▶ _Data records_:
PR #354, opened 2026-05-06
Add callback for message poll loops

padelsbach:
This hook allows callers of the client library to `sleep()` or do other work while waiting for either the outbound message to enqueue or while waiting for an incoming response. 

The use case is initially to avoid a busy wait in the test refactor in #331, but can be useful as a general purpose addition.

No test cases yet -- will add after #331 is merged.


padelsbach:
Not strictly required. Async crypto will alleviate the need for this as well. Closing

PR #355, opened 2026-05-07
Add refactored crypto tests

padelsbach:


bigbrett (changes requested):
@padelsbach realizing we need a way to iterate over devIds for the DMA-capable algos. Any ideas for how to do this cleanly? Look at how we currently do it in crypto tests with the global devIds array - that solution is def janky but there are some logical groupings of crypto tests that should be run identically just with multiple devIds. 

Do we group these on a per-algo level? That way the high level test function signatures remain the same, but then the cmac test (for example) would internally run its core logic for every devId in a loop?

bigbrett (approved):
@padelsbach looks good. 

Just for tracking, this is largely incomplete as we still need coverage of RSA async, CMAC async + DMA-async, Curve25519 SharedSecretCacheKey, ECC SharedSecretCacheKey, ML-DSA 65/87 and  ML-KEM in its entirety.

▶ _Exercise brief_: Return the records exactly, character for character.

▶ _Exercise result_:
PR #354, opened 2026-05-06
Add callback for message poll loops

padelsbach:
This hook allows callers of the client library to `sleep()` or do other work while waiting for either the outbound message to enqueue or while waiting for an incoming response. 

The use case is initially to avoid a busy wait in the test refactor in #331, but can be useful as a general purpose addition.

No test cases yet -- will add after #331 is merged.


padelsbach:
Not strictly required. Async crypto will alleviate the need for this as well. Closing

PR #355, opened 2026-05-07
Add refactored crypto tests

padelsbach:


bigbrett (changes requested):
@padelsbach realizing we need a way to iterate over devIds for the DMA-capable algos. Any ideas for how to do this cleanly? Look at how we currently do it in crypto tests with the global devIds array - that solution is def janky but there are some logical groupings of crypto tests that should be run identically just with multiple devIds. 

Do we group these on a per-algo level? That way the high level test function signatures remain the same, but then the cmac test (for example) would internally run its core logic for every devId in a loop?

bigbrett (approved):
@padelsbach looks good. 

Just for tracking, this is largely incomplete as we still need coverage of RSA async, CMAC async + DMA-async, Curve25519 SharedSecretCacheKey, ECC SharedSecretCacheKey, ML-DSA 65/87 and  ML-KEM in its entirety.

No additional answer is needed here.